Material provided
=== Section Start ===

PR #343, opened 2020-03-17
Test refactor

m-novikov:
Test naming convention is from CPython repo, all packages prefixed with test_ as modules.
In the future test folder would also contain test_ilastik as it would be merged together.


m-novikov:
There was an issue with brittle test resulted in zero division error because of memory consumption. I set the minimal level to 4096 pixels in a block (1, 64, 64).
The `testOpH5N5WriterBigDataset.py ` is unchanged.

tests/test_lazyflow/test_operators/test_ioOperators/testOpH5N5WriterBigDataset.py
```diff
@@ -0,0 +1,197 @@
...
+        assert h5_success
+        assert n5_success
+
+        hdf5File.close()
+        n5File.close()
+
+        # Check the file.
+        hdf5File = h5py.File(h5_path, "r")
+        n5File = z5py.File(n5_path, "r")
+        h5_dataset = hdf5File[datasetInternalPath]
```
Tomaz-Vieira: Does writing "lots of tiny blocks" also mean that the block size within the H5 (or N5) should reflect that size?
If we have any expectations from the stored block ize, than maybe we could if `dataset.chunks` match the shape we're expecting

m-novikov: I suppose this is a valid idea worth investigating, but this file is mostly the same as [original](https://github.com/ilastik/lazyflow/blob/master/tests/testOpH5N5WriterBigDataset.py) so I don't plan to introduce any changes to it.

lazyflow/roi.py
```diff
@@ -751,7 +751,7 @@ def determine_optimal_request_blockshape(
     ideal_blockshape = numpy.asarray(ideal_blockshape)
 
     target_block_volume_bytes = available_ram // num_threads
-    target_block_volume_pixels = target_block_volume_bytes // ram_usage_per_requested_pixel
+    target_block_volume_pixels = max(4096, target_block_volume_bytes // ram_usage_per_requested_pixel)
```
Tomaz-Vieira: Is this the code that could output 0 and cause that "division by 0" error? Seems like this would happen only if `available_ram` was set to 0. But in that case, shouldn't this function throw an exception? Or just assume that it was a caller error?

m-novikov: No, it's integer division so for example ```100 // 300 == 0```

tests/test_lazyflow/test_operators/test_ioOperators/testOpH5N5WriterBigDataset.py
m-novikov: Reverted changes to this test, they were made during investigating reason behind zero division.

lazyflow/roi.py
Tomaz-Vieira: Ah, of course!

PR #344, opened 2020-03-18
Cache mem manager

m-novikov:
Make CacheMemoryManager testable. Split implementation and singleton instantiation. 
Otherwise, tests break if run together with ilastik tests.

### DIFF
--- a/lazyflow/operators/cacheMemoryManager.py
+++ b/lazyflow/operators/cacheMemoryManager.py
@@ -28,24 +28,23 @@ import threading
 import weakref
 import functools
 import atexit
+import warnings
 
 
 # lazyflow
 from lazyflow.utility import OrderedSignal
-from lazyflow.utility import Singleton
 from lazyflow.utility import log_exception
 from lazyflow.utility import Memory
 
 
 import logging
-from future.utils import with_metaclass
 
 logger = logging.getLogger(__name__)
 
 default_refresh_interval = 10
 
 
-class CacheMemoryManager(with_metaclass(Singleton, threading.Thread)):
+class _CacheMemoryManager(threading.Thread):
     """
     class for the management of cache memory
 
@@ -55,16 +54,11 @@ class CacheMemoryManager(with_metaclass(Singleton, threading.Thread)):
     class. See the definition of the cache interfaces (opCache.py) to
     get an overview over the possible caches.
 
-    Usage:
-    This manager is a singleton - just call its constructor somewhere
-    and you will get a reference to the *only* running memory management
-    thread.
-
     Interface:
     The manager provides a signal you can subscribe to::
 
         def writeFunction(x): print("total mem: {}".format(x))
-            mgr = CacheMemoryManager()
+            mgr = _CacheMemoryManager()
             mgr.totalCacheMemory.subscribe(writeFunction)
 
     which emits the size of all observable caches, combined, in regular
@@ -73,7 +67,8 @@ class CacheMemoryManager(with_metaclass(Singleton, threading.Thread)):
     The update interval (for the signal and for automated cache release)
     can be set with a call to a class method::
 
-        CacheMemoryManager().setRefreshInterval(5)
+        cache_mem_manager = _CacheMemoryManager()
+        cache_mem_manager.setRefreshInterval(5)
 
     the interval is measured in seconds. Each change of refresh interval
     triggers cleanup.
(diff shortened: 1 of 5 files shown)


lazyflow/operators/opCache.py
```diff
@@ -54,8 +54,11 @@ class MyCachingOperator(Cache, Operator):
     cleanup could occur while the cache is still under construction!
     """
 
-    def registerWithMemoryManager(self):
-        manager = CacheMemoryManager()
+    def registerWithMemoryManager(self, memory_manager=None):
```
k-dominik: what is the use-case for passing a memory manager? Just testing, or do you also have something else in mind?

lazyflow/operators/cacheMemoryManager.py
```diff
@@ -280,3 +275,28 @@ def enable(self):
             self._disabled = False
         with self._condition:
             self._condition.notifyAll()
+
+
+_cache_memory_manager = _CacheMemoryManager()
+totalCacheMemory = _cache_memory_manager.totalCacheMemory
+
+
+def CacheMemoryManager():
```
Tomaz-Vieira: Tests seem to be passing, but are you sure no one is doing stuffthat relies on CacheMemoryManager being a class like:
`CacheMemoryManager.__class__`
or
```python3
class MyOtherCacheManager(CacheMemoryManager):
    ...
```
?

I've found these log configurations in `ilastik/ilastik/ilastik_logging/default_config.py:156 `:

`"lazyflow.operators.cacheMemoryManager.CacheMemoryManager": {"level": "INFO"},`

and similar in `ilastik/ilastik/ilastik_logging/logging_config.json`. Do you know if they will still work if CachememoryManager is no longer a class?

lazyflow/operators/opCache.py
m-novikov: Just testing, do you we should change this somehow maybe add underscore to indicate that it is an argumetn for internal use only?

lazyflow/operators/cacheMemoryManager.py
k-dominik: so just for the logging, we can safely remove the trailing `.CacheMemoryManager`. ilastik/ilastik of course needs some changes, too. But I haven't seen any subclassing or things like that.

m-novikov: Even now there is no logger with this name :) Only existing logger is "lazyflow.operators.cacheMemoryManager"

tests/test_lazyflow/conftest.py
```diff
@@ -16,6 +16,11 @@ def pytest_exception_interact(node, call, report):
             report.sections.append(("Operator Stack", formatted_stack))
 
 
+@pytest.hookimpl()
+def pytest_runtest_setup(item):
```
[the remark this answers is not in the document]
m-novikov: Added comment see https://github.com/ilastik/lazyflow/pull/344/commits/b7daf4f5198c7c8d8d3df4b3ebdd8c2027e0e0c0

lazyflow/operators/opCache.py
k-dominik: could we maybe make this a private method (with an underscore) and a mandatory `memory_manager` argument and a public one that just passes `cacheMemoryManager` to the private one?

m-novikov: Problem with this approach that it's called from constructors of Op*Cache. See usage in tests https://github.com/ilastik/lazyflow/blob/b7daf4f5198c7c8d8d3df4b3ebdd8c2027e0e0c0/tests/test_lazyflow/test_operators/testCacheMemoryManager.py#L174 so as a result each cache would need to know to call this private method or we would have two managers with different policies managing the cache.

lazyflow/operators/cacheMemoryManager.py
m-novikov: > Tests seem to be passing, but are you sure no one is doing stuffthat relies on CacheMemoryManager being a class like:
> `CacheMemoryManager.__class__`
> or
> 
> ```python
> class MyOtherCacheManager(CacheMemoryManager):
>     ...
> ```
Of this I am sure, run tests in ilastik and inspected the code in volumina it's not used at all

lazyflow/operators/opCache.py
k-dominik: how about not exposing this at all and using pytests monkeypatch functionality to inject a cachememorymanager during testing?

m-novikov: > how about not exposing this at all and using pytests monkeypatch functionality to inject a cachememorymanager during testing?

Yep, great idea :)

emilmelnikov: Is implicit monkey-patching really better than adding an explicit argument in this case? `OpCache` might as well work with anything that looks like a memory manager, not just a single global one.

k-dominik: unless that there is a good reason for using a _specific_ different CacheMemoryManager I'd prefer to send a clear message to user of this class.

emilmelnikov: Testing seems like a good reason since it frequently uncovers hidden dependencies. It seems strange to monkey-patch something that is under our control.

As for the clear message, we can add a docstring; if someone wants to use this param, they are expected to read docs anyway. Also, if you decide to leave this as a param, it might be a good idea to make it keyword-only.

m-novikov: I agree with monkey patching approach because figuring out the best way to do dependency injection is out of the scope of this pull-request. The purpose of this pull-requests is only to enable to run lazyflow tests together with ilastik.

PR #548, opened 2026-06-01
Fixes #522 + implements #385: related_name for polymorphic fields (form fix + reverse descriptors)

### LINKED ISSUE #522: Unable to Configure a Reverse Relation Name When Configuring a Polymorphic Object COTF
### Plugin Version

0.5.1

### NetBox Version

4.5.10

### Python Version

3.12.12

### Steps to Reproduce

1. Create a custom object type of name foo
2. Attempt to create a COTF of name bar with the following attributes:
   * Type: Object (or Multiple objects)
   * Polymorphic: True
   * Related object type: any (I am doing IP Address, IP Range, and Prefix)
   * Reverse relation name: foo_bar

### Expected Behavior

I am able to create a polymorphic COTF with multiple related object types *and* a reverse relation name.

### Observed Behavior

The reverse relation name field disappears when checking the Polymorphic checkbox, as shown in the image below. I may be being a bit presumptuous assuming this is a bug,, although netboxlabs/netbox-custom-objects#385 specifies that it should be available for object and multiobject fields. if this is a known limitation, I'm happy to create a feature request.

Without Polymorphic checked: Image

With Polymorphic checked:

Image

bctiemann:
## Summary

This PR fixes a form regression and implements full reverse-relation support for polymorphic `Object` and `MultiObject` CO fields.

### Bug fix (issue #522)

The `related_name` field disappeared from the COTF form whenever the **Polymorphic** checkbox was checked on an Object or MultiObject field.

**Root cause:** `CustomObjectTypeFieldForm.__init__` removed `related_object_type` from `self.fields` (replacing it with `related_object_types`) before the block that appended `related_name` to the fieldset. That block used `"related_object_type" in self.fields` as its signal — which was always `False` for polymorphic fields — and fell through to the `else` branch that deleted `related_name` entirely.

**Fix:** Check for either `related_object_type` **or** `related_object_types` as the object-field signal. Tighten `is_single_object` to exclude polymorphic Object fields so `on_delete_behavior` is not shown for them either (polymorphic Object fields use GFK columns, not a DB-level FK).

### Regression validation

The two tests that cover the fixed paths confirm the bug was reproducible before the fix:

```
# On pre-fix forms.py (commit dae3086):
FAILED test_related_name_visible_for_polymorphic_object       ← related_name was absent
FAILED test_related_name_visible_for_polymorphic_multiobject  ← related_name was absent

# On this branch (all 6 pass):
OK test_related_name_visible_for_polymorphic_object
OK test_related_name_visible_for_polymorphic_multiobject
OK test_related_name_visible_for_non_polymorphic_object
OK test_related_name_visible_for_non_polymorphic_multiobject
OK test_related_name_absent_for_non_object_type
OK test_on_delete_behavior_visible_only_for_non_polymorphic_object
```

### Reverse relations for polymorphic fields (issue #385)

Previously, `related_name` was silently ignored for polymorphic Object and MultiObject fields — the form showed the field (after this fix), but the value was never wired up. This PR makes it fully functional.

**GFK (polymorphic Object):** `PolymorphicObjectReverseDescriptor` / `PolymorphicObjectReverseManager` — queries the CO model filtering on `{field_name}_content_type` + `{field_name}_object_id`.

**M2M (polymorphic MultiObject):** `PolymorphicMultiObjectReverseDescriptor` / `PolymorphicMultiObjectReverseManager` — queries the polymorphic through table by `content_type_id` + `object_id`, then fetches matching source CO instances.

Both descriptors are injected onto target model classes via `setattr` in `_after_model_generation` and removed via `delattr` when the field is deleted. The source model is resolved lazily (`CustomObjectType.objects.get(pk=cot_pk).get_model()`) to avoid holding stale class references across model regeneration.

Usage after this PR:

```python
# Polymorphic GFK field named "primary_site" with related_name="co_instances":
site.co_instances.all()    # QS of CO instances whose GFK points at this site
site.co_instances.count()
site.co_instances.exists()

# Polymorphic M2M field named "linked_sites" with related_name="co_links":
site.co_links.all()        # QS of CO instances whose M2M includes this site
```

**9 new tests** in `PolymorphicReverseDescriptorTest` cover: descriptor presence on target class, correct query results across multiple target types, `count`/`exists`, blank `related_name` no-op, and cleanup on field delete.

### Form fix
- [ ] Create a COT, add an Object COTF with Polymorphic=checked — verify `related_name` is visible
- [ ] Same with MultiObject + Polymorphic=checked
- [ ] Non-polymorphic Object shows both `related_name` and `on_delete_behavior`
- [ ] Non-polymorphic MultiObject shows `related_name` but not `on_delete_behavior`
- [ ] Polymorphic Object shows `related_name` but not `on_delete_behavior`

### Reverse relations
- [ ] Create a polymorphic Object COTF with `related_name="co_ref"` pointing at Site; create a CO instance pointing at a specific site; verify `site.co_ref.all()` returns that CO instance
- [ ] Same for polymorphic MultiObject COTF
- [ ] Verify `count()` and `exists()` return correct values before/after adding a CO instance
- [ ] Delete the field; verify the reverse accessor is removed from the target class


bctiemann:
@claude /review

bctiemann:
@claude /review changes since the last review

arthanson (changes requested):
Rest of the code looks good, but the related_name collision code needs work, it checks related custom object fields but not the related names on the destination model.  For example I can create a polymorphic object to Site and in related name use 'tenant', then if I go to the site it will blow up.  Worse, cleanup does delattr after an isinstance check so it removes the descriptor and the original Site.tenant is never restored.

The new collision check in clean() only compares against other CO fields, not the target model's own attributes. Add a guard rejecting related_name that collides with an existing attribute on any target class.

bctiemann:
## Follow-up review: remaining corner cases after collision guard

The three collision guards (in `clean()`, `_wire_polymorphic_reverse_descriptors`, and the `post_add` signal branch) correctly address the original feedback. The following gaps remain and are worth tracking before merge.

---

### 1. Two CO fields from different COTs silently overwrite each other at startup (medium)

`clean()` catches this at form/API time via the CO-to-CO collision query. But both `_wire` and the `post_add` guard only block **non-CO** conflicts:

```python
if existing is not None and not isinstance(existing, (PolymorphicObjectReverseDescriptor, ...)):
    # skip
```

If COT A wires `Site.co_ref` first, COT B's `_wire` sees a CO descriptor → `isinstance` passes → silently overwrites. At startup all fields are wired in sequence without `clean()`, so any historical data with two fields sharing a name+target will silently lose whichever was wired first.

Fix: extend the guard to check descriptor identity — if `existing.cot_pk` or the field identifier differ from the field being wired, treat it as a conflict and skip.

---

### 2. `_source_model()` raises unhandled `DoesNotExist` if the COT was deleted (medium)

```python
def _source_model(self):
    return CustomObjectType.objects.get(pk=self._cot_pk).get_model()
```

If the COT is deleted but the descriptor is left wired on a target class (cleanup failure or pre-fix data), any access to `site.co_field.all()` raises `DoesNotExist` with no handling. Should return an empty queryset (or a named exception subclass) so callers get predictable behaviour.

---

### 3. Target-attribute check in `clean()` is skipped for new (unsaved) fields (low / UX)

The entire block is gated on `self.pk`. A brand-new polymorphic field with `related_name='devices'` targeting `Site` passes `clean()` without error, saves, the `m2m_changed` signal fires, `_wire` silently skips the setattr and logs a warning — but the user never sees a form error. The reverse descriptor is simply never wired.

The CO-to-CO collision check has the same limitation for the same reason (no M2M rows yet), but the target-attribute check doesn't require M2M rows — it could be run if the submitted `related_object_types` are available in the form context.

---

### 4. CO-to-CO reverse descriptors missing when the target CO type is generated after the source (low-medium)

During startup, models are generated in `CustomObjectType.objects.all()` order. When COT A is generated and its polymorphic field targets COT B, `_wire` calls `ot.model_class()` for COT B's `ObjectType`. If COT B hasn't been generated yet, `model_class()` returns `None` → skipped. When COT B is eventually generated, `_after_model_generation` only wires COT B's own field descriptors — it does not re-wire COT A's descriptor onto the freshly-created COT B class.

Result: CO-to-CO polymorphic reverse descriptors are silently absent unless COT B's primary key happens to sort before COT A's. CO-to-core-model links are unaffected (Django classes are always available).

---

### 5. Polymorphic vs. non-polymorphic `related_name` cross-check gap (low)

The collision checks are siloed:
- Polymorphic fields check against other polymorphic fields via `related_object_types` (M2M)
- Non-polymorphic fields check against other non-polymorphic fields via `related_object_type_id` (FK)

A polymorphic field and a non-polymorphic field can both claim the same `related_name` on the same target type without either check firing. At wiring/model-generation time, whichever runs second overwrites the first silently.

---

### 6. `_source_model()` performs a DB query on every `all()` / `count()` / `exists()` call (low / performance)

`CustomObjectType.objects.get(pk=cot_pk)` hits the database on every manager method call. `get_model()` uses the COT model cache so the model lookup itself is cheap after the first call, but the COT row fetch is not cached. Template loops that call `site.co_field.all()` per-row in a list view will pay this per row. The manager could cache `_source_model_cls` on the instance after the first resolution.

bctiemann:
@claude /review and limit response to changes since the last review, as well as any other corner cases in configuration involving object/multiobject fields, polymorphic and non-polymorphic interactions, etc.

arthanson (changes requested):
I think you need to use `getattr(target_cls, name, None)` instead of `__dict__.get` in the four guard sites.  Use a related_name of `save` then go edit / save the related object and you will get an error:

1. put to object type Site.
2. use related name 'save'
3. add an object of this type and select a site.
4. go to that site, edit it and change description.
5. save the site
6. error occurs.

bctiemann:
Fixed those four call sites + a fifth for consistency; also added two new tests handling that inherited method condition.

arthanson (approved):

=== Section End ===

Aim of the task
Please reproduce exactly the lines in the listing above from the one containing "non-polymorphic interactions, etc." through the one containing "1. put to object type Site.", both included, and nothing more.

The completed task
@claude /review and limit response to changes since the last review, as well as any other corner cases in configuration involving object/multiobject fields, polymorphic and non-polymorphic interactions, etc.

arthanson (changes requested):
I think you need to use `getattr(target_cls, name, None)` instead of `__dict__.get` in the four guard sites.  Use a related_name of `save` then go edit / save the related object and you will get an error:

1. put to object type Site.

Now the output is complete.